Beginning with the line that holds "- **Copilot — ABI" in the data below, give again every line through the one that holds "- **CodeRabbit — file-size", exactly as written.
[Start of Attachment]
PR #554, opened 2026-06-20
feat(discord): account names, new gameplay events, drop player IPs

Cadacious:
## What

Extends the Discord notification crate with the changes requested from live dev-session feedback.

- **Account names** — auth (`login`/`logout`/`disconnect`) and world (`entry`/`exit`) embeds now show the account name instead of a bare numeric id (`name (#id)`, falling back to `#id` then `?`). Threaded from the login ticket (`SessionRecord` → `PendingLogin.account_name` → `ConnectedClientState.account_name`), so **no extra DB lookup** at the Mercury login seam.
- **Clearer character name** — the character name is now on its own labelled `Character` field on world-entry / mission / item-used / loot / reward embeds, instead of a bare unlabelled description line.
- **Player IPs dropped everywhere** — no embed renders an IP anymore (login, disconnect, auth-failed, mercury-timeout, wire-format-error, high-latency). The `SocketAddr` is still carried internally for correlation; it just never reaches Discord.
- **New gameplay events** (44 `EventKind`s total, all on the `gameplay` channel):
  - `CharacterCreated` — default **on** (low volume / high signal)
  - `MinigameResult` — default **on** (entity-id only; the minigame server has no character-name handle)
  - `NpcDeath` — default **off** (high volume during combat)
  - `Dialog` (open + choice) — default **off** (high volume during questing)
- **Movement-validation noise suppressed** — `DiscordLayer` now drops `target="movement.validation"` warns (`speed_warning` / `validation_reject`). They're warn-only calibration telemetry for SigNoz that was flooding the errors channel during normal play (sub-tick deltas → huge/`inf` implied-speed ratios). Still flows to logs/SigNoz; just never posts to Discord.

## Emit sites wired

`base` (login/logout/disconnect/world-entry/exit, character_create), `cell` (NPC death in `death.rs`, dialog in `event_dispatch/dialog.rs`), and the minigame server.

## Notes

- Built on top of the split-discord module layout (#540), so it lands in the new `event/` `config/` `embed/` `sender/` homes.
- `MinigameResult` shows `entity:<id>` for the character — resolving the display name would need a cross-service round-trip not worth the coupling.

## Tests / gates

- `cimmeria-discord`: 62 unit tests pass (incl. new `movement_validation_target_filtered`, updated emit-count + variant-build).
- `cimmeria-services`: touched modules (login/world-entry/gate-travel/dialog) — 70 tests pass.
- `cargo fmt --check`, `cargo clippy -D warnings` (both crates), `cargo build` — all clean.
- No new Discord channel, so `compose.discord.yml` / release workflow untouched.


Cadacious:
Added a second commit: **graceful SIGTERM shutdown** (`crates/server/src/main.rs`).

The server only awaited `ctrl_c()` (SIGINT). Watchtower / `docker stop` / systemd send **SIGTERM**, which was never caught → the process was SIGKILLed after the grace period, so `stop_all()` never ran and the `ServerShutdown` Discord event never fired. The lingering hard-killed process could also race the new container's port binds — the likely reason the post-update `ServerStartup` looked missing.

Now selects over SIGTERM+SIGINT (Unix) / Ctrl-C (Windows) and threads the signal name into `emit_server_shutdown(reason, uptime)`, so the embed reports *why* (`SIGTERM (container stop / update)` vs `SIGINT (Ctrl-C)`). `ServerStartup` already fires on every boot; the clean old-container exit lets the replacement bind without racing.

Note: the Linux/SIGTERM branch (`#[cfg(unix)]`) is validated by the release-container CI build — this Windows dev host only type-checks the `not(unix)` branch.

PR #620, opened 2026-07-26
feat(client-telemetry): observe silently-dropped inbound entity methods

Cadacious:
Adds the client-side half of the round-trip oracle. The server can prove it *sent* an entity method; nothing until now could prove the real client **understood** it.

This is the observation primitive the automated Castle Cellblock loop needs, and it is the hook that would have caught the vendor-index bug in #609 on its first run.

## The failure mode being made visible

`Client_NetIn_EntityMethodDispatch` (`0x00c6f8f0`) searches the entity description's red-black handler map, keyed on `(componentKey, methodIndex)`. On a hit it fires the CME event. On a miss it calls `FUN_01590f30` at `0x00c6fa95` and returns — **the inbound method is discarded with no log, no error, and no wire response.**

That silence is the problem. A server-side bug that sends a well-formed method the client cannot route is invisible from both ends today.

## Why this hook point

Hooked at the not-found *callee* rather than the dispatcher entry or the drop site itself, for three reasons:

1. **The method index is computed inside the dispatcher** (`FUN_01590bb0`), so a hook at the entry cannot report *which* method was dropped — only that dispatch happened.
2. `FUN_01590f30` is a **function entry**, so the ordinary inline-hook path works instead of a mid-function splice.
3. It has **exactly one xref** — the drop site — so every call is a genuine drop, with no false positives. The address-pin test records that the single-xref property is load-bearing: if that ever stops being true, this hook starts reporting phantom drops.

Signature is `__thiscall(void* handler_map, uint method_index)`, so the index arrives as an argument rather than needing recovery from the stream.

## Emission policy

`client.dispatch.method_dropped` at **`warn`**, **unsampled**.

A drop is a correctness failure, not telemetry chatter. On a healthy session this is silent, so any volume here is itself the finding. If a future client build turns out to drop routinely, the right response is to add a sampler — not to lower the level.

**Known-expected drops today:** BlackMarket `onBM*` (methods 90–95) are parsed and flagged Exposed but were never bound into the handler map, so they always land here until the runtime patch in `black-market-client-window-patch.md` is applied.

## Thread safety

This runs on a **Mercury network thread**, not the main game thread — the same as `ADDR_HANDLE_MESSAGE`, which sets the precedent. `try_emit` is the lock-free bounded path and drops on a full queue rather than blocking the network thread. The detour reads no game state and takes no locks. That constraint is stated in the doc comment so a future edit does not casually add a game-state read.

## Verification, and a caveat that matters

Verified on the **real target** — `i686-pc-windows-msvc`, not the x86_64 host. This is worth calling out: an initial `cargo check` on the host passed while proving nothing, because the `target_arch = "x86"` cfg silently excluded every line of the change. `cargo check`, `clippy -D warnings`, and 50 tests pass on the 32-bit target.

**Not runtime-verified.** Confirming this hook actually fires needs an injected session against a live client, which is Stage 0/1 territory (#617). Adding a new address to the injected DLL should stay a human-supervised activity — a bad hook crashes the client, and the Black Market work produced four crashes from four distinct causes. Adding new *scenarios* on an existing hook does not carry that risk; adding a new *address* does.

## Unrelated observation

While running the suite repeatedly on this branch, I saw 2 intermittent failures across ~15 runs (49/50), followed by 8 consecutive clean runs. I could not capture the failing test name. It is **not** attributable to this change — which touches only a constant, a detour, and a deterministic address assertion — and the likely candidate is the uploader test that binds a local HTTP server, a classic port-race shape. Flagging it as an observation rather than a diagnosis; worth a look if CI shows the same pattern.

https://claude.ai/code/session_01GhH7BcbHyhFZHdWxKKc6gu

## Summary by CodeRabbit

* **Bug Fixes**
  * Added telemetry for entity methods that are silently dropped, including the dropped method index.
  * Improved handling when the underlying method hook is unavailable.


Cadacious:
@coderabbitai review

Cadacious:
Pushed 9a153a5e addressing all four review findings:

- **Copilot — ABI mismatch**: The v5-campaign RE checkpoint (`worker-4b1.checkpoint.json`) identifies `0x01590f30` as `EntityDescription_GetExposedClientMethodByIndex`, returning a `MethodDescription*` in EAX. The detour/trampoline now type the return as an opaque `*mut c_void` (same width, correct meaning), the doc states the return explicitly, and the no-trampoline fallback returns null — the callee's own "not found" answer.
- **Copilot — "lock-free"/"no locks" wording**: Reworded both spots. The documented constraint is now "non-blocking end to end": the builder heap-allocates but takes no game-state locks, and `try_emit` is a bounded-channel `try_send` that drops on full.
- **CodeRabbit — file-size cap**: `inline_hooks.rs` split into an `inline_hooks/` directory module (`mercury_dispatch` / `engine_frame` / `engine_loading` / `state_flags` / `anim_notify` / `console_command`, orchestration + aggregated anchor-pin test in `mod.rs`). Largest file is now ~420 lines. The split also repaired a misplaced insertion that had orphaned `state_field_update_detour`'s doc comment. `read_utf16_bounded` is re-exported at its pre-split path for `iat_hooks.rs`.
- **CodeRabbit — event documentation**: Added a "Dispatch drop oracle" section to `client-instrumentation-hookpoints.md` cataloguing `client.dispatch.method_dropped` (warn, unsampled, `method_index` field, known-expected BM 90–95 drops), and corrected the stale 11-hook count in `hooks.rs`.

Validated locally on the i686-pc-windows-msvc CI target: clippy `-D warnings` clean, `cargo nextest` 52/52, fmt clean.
[End of Attachment]
**Solved problem**
- **Copilot — ABI mismatch**: The v5-campaign RE checkpoint (`worker-4b1.checkpoint.json`) identifies `0x01590f30` as `EntityDescription_GetExposedClientMethodByIndex`, returning a `MethodDescription*` in EAX. The detour/trampoline now type the return as an opaque `*mut c_void` (same width, correct meaning), the doc states the return explicitly, and the no-trampoline fallback returns null — the callee's own "not found" answer.
- **Copilot — "lock-free"/"no locks" wording**: Reworded both spots. The documented constraint is now "non-blocking end to end": the builder heap-allocates but takes no game-state locks, and `try_emit` is a bounded-channel `try_send` that drops on full.
- **CodeRabbit — file-size cap**: `inline_hooks.rs` split into an `inline_hooks/` directory module (`mercury_dispatch` / `engine_frame` / `engine_loading` / `state_flags` / `anim_notify` / `console_command`, orchestration + aggregated anchor-pin test in `mod.rs`). Largest file is now ~420 lines. The split also repaired a misplaced insertion that had orphaned `state_field_update_detour`'s doc comment. `read_utf16_bounded` is re-exported at its pre-split path for `iat_hooks.rs`.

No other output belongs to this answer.